(a) What is the centripetal acceleration of an object on the Earth's equator due to the rotation of Earth?
(b) What would the Earth's rotation period have to be for objects on the equator to have a centripetal acceleration equal to 9.8 m/s2?
To find the answers to these questions, we need to consider the concepts of centripetal acceleration and the rotation of the Earth.

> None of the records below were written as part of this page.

PR #167, opened 2016-03-03
[7.4.X] Make LO workaround detector code more robust

blinkseb:
Previously, only the first PDF weight was tested to switch or no to LO workaround mode. In some cases, the first weight is really small, and only the second or third is big. We now check _all_ the weights of the event before deciding if we enable or not the workaround.


blinkseb:
I need to update the reference trees because I fixed a bug upstream in the smeared jet producer. Jets was not correctly re-sorted by pT after the smearing. If affects a very few jets and more usually at low pT, but still, a jet swap is enough for the code to tell the trees are no longer identical, so I need to update the tree.

OlivierBondu:
Thanks !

(a) The centripetal acceleration of an object at the Earth's equator can be calculated using the formula:
a = (v^2) / r
where:
- "a" is the centripetal acceleration,
- "v" is the linear velocity of the object,
- "r" is the radius of the Earth.
To find the linear velocity, we can use the formula:
v = (2πr) / T
where:
- "T" is the rotation period of the Earth.
Substituting the value of linear velocity into the centripetal acceleration formula, we get:
a = ((2πr / T)^2) / r
Simplifying further, we get:
a = (4π^2r) / T^2
The radius of the Earth, "r," is approximately 6371 kilometers or 6371000 meters.
(b) Given that the centripetal acceleration, "a," is equal to 9.8 m/s^2, we can solve for the rotation period, "T," using the same equation:
9.8 = (4π^2 * 6371000) / T^2
Rearranging the equation, we get:
T^2 = (4π^2 * 6371000) / 9.8
Taking the square root of both sides gives us the rotation period, T.
To find the numerical value, you can substitute the values into a calculator.
By following these steps, you can find the centripetal acceleration at the Earth's equator due to its rotation and determine the rotation period required for objects on the equator to have a centripetal acceleration of 9.8 m/s^2.